このT-DASH ランボルギーニGT3に対して2位に食い込んだのは、ポールポジションからスタートした埼玉トヨペットGB マークX MC。こちらも驚きの戦略と言えるのが、1度目のピットでタイヤ無交換作戦を実施。2度目ではタイヤ交換を行ったが、3度目、4度目はまた無交換。なんとダブルスティントとトリプルスティントというタイヤの使い方をしたのだ。当然その分、4回中3回のピットを30秒前後のタイムでピットアウトすることができる。

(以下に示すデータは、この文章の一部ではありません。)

Issue #5013, opened 2026-09-16
[Windows] Bitwarden is not detected as clipboard source, so it cannot be added to Source Exclusion


maple037:
### How frequently does the bug occur?

Always

### Bug description

On Windows, CrossPaste cannot correctly detect Bitwarden as the source application of copied clipboard content.

Because Bitwarden is not recognized as the clipboard source, it does not appear as an application that can be added to **Source Exclusion**.

As a result, passwords or other sensitive content copied from Bitwarden may still be captured by CrossPaste.

### Steps to reproduce

1. Open Bitwarden on Windows.
2. Copy a password or any text from Bitwarden.
3. Check the copied item in CrossPaste.
4. CrossPaste does not identify the source application as Bitwarden.
5. Try to add Bitwarden to **Source Exclusion**.
6. Bitwarden cannot be selected/added because CrossPaste does not detect it.

### Expected behavior

CrossPaste should recognize copied clipboard content as coming from Bitwarden, so Bitwarden can be added to **Source Exclusion**.

Once excluded, clipboard content copied from Bitwarden should not be recorded or synchronized by CrossPaste.

### Actual behavior

Bitwarden is not recognized as the clipboard source on Windows, so it cannot be added to the Source Exclusion list.

### Environment

- OS: Windows 11
- CrossPaste version: v2.2.0
- Application: Bitwarden Desktop

### Additional information

The same feature works correctly on Linux: CrossPaste can recognize Bitwarden there and Bitwarden can be added to Source Exclusion.

The issue appears to be Windows-specific.

### Stacktrace & log output

```shell

```

### Can you reproduce the bug?

Always

### Version

v2.2.0

### OS

Windows

guiyanakuang:
Thanks for the report. This is now resolved on `main` and will ship in the next release, 2.2.1. It was addressed in three parts:

1. #5015: CrossPaste honors the clipboard hints password managers attach to secrets. On Windows, Bitwarden marks copied passwords with `CanIncludeInClipboardHistory = 0`, so they are no longer recorded or synced, regardless of whether the source app is detected.
2. #5017: the Clipboard sources page now lists only excluded apps, and you can add any app from a picker (running or recent apps, or browse for an `.exe`), so Bitwarden can be excluded even when it is not detected as a source.
3. #5020: manual match rules as a fallback, excluding any source whose name contains a given text.

[...]

PR #5019, opened 2026-09-17
:sparkles: exclude clipboard sources by match rule

### LINKED ISSUE #5018: Clipboard sources: exclude by match rule when the exact source name cannot be picked
## Problem

Source exclusion is an exact string match, and the exact name is not always something the user can pick:

- On Linux a `.desktop` entry without `StartupWMClass` is named by its file stem (e.g. `org.mozilla.firefox`), while the app's windows report a different `WM_CLASS` (e.g. `firefox`). Excluding the entry silently does nothing.
- On macOS a few bundles display a `CFBundleDisplayName`/`CFBundleName` that differs from what `NSRunningApplication.localizedName` reports at runtime.
- Some users simply know part of the name (`bitwarden`) and not the exact string.

## Scope

- A new persisted list `sourceExclusionPatterns` next to the exact exclusions. Older configs get an empty list; no migration.
- A source whose name contains any rule, compared case-insensitively, is not recorded. Substring only; no wildcards or regular expressions.
- The Clipboard sources page gains a "Match rules" section: text input (Enter or button to add, blank rejected, duplicates ignored), one row per rule with a remove button. On Linux the section subtitle points at the `WM_CLASS` case.

Third and last part of #5013.

guiyanakuang:
Closes #5018. Third and last part of #5013. Stacked on #5017; GitHub retargets this PR to `main` once that one merges.

## What

Users can type a text; any clipboard source whose name contains it (case-insensitive) is no longer recorded. This is the fallback for apps whose exact source name cannot be picked: Linux entries whose `WM_CLASS` differs from the desktop file stem, the rare macOS bundle whose display name differs from its runtime name, or simply a user who knows `bitwarden` but not the exact string.

## How

- `DesktopAppConfig.sourceExclusionPatterns`: a JSON string list next to `sourceExclusions`, default empty, so older configs load unchanged.
- `DesktopSourceExclusionService.isExcluded` now returns true for an exact hit or for any rule contained in the source name (`contains(ignoreCase = true)`). `addPattern` trims, rejects blank input and duplicates (ignoring case) and returns whether it added; `removePattern` and `getPatterns` complete the API. The three platform pasteboard services call `isExcluded` as before, so rules apply everywhere without further wiring.
- `SourceExclusionPatternsSection`: header row, an input row (Enter on key-down or the button submits; the button is disabled while blank; the field clears after submit, duplicate or not) and one row per rule with a remove button. Placed between the "Add app" row and the exclusion list. On Linux the subtitle reads "Still recorded after excluding? Add a rule with its WM_CLASS".
- i18n: 4 new keys in all 10 locales, extension translations regenerated.

## Review

Independent strict review: no P0/P1. Adjudicated P2s:

- The Linux hint sat in a single-line, ellipsised subtitle and could be cut off in a narrow panel. Fixed by shortening it in every locale so `WM_CLASS` stays visible.
- Adding a duplicate rule left the input untouched with no feedback. Fixed: the input clears after any submit, since the intent is already met.
- `isExcluded` decodes two small JSON lists per clipboard change instead of one. Accepted as negligible; no caching added.

## Tests

- `DesktopSourceExclusionServiceTest` (5, fast tier, real `DesktopConfigManager` on a temp dir): exact matching is whole-string only, rules match as case-insensitive substrings, rules are trimmed and deduplicated ignoring case, removal resumes recording, exclusions are not added twice.
- `I18nConsistencyTest` covers the new keys.
- Fast tier: 1799 passed, 0 failed. ktlintCheck clean.

## Not verified yet

The rules section's Compose interaction on real machines; tracked with the #5013 verification checklist.


guiyanakuang:
Closed automatically when the base branch of #5017 was deleted. Continued in #5020 against main with the same commits.

PR #444, opened 2020-10-20
Rename bob configuration file.

birunts:
Currently bob configuration file `config.json` can be wrongly decoded
and make a collision with main configuration file `bob.config`.
Such file is only used internally by bob and should not affect
anything else that wants a configuration file in JSON format.
Rename file form `config.json' to `.bob-config.json` thus only
bob should deal with it.

Additionally update bootstrap number that will impose re-bootstrap.

Change-Id: I6af5746d2d62ef1f718f2e0985c5f0666dc80fd2

### DIFF
--- a/bob.bootstrap.version
+++ b/bob.bootstrap.version
@@ -1,2 +1,2 @@
 # Version number used to identify whether the user needs to re-boostrap their build directory.
-BOB_VERSION="6"
+BOB_VERSION="7"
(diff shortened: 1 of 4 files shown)


chrisdiamand (approved):
LGTM, thanks!

kilroyd (approved):
Thanks!

PR #449, opened 2020-10-23
Rework applying default properties to more generic way.

birunts:
Currently every module which references `bob_defaults` has to be
equipped with the same set of properties no matter if it uses them
or not. This forces e.g. all library modules to contain kernel
properties.

Change the way of applying default properties to be more generic
and which allows multiple modules to have different set of
defaultable properties.

Remove unrelated `features()` method of `defaultable` interface.

Make `generateCommon` to be `defaultable` as it uses other defaults
by `flag_defaults` property.

Change-Id: Iab922fab7eb72d0cf676aa6103e26d2e8a6a30e3

### DIFF
--- a/core/defaults.go
+++ b/core/defaults.go
@@ -58,6 +58,10 @@ func (m *defaults) build() *Build {
 	return &m.Properties.Build
 }
 
+func (m *defaults) defaultableProperties() []interface{} {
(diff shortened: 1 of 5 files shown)


kilroyd (approved):
Cool!

PR #452, opened 2020-10-27
Check error while globbing

birunts:
Currently when globbing the returned error is simply omitted.
If in parsed directory will be dangling symlink this produces no
error but creates violated build.ninja file.

There is a need to check the error and exit if it appears.

Check the error while globbing and report error of the module.

Change-Id: I08e813ca23851f8dc07c731e0e12cbedd84371f6


kilroyd (commented):
Really minor - would you mind taking the period (.) off the commit title? We don't tend to have that.

Otherwise this change looks good

kilroyd (approved):

PR #453, opened 2020-10-28
Depend on shared libs via their toc file

kilroyd:
Depend on toc files to avoid rebuilding callers when the API is
unchanged. When we do this we just need to change the implicit
dependencies on the shared libraries to an implicit dependency on the
toc file.
    
Allow disabling this functionality by setting the environment variable
BOB_ALWAYS_LINK_SHARED_LIBS=1. This allows people who encounter
problems with this mode of operation to work around it while the
majority of developers get the benefits automatically.


birunts (approved):
LGTM! Thanks

dliviu (approved):

PR #457, opened 2020-11-03
Rework kernel module properties

birunts:
Kernel properties are currently closely tied to BuildProps
which forces most of the modules to contain kernel properties
even when they don't need it at all.

Move kernel properties out of BuildProps and create new
KernelProps struct for them. The modules which need such
properties should only incorporate it.

Change-Id: I89f27d7dc466e790247806657beba382601379b4


kilroyd (approved):
Nice

PR #460, opened 2020-11-05
Fix version script paths on Soong

a-khabarov:
This commit updates `library.go` to avoid using
`getBackendPathInSourceDir` when computing version script paths
on the Android.bp backend as Soong adds the prefix automatically.

Change-Id: Ifa7428bef6056fd4c25fa86b49cc108560007f16

### DIFF
--- a/core/library.go
+++ b/core/library.go
@@ -20,6 +20,7 @@ package core
 import (
 	"errors"
 	"fmt"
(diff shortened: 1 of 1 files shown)


chrisdiamand (approved):
Seems OK to me!

kilroyd (approved):

PR #463, opened 2020-11-13
Save config directory in .bob.bootstrap

francois-berder:
This commit implements the feature to save configuration files in its own independent directory, which can be in the source tree.
By default, the configuration directory points to the build directory. Hence, we cannot assume anymore that these configuration files are located in the build directory.

### DIFF
--- a/example/bootstrap_androidbp.bash
+++ b/example/bootstrap_androidbp.bash
@@ -40,6 +40,7 @@ Usage:
   profiles and explicit options (like DEBUG=y)
 
 Options
+  -c, --configdir   Set configuration directory
   -m, --menuconfig  Open configuration editor
   -h, --help        Help text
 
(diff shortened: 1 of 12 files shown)


dliviu (approved):

example/bootstrap_androidbp.bash
```diff
@@ -50,13 +51,18 @@ EOF
 }
 
 MENU=0
-PARAMS=$(getopt -o hm -l help,menuconfig --name $(basename "$0") -- "$@")
+PARAMS=$(getopt -o c:hm -l configdir,help,menuconfig --name $(basename "$0") -- "$@")
```
kilroyd, line 54: Since we have "c:", this takes an option. configdir should also take an option, so should be "configdir:"

This applies to the other bootstrap files in this review too

kilroyd (commented):
I spotted an issue in the long option handling, but otherwise this should be ok

kilroyd (approved):

PR #464, opened 2020-11-24
'host_bin's shared libraries as implicit dependencies for generator modules

birunts:
After introduced shared library .toc linking functionality, binary
for source generators ('host_bin' property) is not relinked if just
the shared libraries are updated leaving APIs unchanged (.toc unchanged).
Thus shared libraries of used binaries must be added as implicit
dependencies of the generator modules.

Add test case which covers this case.

Change-Id: Ic5268a56610dc46d806273bb1855a0f6fc6f8412


kilroyd (approved):
LGTM

kilroyd (approved):

PR #470, opened 2020-12-11
Fix bob_kernel_module add_to_alias

kilroyd:
Kernel modules should be able to extend existing aliases by using the
add_to_alias property. When we moved the common properties out
BuildProps, we missed implementing getAliasList on kernelModule.

While here, add interface checks to ensure that if interfaces change,
the appropriate modules will get updated.

Change-Id: Ia41cc3b32fdb9423c86199e3f02ae35e6c81029c

### DIFF
--- a/core/generated.go
+++ b/core/generated.go
@@ -154,13 +154,18 @@ type generateCommon struct {
 	}
 }
 
-// generateCommon support {{match_srcs}} on some properties
+// generateCommon supports:
+// * feature-specific properties
+// * module enabling/disabling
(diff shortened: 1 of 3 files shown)


birunts (approved):
LGTM, Thanks!

kilroyd (commented):
Travis isn't running checks in this repo at the moment. We need to get that fixed.
For this commit, I'm happy that we shouldn't be breaking anything on the different versions of go. Sign-off is present. Copyright dates correct. gofmt has been run.

PR #475, opened 2021-01-05
Fix kconfig header lookup

francois-berder:
kconfig header could not be found because we were giving an incorrect path to copy_with_deps.


birunts (approved):
Thanks

PR #480, opened 2021-01-12
config_system: Fix integer default handling

kilroyd:
When a configuration value is an integer, has a prompt, but hasn't
been set "by the user" we were setting the value as a string when
being read from a file. This breaks handling of defaults (and other
value comparisons).

Make sure that the value is converted to an integer.

Change set_config() to warn about all values that are detected with
the wrong type.

Change-Id: I011155324fca03ddb51da57a9ca197cea7ade524

### DIFF
--- a/config_system/config_system/general.py
+++ b/config_system/config_system/general.py
@@ -1,4 +1,4 @@
-# Copyright 2018-2020 Arm Limited.
+# Copyright 2018-2021 Arm Limited.
 # SPDX-License-Identifier: Apache-2.0
 #
 # Licensed under the Apache License, Version 2.0 (the "License");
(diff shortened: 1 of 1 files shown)


config_system/config_system/general.py
```diff
@@ -491,24 +491,23 @@ def set_config(key, value, is_user_set=True):
...
-        elif c['datatype'] == 'int':
-            # Must convert to an integer
-            try:
-                value = int(value)
-            except ValueError:
-                logger.warning(
-                    "Ignoring integer configuration option %s with non-integer value '%s'" % (
-                        key, value))
-                return
+    # Validate input
```
chrisdiamand, line 494: Cool - so this now validates all options, not just user_set ones. Makes sense, and I'm surprised we weren't doing this already.

chrisdiamand (commented):
LGTM, only thing is the github checks complaining about the copyright year :/

chrisdiamand (approved):
Thanks!

PR #1428, opened 2019-08-29
Fix btn color in paper theme

yfwz100:
Fix btn color in paper theme.


Eugeny:
Thanks! 
@allcontributors add @yfwz100 for code

PR #1431, opened 2019-08-29
Check if HOME env var doesn't already exist (Windows)

### LINKED ISSUE #1378: Terminus replaces $HOME environment variable when opening
When I open a new terminal in Terminus, my $HOME environment variable is getting replaced to `C:\Users\USERNAME`. While it's nice to have that as a default, it's really annoying when I always have to refresh environment variables to get the one that I've set.

jack1142:
Fixes #1378

### DIFF
--- a/app/src/entry.ts
+++ b/app/src/entry.ts
@@ -18,7 +18,7 @@ location.hash = ''
 
 ;(process as any).enablePromiseAPI = true
 
-if (process.platform === 'win32') {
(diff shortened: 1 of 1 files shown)


jack1142:
It looks like the failing build isn't connected to my changes but correct me if I'm wrong.

Eugeny:
Thanks!

@allcontributors add @jack1142 for code

Issue #1554, opened 2019-09-26
Can't close search pane


Leonorus:
Can't find the way for close search pane after opening it for the panel. 
Also the preferences for each search not personal. If I toggle the "Whole word" selector on one he toggles one all another.
![search-selectors](https://user-images.githubusercontent.com/4058350/65679202-4bcfca00-e05d-11e9-80cb-2a9e92f8fd48.gif)

PR #1615, opened 2019-10-14
Issue #1554 - Make search options not static/global

ckaczor:
Secondary part of #1554 - make search options not static/global


Eugeny:
Thanks a lot!

@allcontributors add @ckaczor for code

PR #1929, opened 2019-12-29
Fix broken links in core README

LeSeulArtichaut:


Eugeny:
Thanks, but this README is actually used to generate docs here: http://ajenti.org/terminus-docs/ and the links are correct

LeSeulArtichaut:
Got it. Sorry for this misunderstanding

PR #2081, opened 2020-02-02
Fix: save plugins to path `UserData` for fit portable mode

CyrilTaylor:


Eugeny:
What is Sentry using `userData` for? If it's just crash info, it's actually better to keep it local to the PC instead of portable data.

CyrilTaylor:
> What is Sentry using `userData` for? If it's just crash info, it's actually better to keep it local to the PC instead of portable data.

terminus-data\sentry\scope_v2.json

Eugeny:
Yeah - it's definitely OK to keep it local. I'll merge your first commit and close this PR

CyrilTaylor:
But I think the user who like portable mode want to keep local pure.

Eugeny:
Good point. Can you move it to its own file then? (portable.ts, to be included before sentry.ts)

Eugeny:
Thanks!

PR #2112, opened 2020-02-12
improve the launch performance of portable

CyrilTaylor:
For portable, use the unpack binary.

|launch time|cold launch|hot launch|
|-|-|-|
|old|>14s|>10s|
|new|<5s|<1s|

### DIFF
--- a/README.md
+++ b/README.md
@@ -35,6 +35,10 @@
 
 ---
 
+# Portable
+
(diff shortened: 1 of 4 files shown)


Eugeny:
Looks good :+1:

I'll swap the target for zip to avoid users needing to have 7zip to unpack it.

PR #2148, opened 2020-02-19
resolves #1988

### LINKED ISSUE #1988: home and end key does not work
Version: 1.0.98
Platform: win32 10.0.18362
Plugins: none

I create a ssh connection by **[Settings]->[SSH]**, when i open it through **[Quick connect]**,  "home" and "end" key cannot work, when i open a new tab through **[New terminal]**, it work correctly.

nstefanou:
This should fix the home/end hotkey problems on ssh terminals


Eugeny:
Any idea why the behaviour is different on SSH vs. local terminals?

nstefanou:
> Any idea why the behaviour is different on SSH vs. local terminals?

I'm no expert, but it may have to do with the TERM variable being wrong, or because of the default shell on the remote session
This fix is what worked for me on my environment

PR #2241, opened 2020-03-11
Have multiple recent connections in history instead of just one

nstefanou:
Hi,  

I thought this would be useful since a user may want to connect quickly to multiple machines without having to save them, due to IP address changes or for any other reason.  
I put an arbitrary number of 5 recent connections, but I think it'd be better if it was a configuration option.  
It's just a suggestion, you can totally disregard this PR if you don't agree with it.  

Cheers


Eugeny:
Looking good! :+1:

PR #2364, opened 2020-04-08
Add an author and license fields

orin220444:


Eugeny:
Thanks! @allcontributors add @orin220444 for code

「自分たちなりのベストは尽くせたかなと思います。セーフティカーを自分たちが有利になるように使えた時もありましたし、他のチームが有利になるような時もありましたけど」というのは吉田広樹だ。

 また、脇阪薫一は「ひとつ言えるのは、ブリヂストンさんのタイヤと僕たちのクルマはまだ完全にマッチしていないということ。まだまだ余力を残しているというか、タイヤを使い切れていないんですよ」というから驚きだ。

 ちなみに、埼玉トヨペットGB マークX MCは同じマザーシャシーであるHOPPY 86 MCをある意味“マーク”しており、逆もまたしかりだった。HOPPY 86 MCは左のみ/右のみ/左のみ/無交換という作戦を採っていたが、スタート直後、松井孝允が埼玉トヨペットGB マークX MCと接触した際に、エアジャッキ差し込み口にダメージを受けてしまい、2度目のピット時に差し込み口が奥に入ってしまい1分程度のタイムロスを喫していた。

「あの戦略は、タイヤメーカーさんの許可がなければできない作戦です。マザーシャシーの特徴というか、強みだと思います。3回目のピット(タイヤ交換したとき)はナットがかんでしまいましたが、その後25号車の前に出られていれば、セーフティカーで1周先にいけていた。その意味では悔しいですね」というのは、埼玉トヨペットGreen Braveの青柳浩監督。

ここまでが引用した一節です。